### To do
Somewhere below are a line with "PR #1922, opened 2016-04-07" and a later line with "I think we can delete all those translations.". Output exactly those lines and all lines between them.

### Data provided
-- -- --

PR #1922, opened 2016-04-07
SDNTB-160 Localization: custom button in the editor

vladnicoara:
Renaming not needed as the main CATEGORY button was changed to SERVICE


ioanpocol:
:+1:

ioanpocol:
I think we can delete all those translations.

-- -- --

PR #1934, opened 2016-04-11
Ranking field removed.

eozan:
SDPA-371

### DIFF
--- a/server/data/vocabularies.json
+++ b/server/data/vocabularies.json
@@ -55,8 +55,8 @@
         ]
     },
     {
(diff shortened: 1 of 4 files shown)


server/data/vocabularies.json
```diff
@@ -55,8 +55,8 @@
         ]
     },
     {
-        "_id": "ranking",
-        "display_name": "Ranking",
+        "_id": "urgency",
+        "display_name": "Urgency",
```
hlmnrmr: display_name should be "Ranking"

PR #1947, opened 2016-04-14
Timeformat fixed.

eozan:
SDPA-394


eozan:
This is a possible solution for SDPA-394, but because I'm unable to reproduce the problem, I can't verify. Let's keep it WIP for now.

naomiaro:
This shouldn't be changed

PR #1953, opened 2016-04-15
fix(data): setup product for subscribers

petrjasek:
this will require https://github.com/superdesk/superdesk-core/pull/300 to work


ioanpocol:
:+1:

-- -- --

### Written solution
PR #1922, opened 2016-04-07
SDNTB-160 Localization: custom button in the editor

vladnicoara:
Renaming not needed as the main CATEGORY button was changed to SERVICE


ioanpocol:
:+1:

ioanpocol:
I think we can delete all those translations.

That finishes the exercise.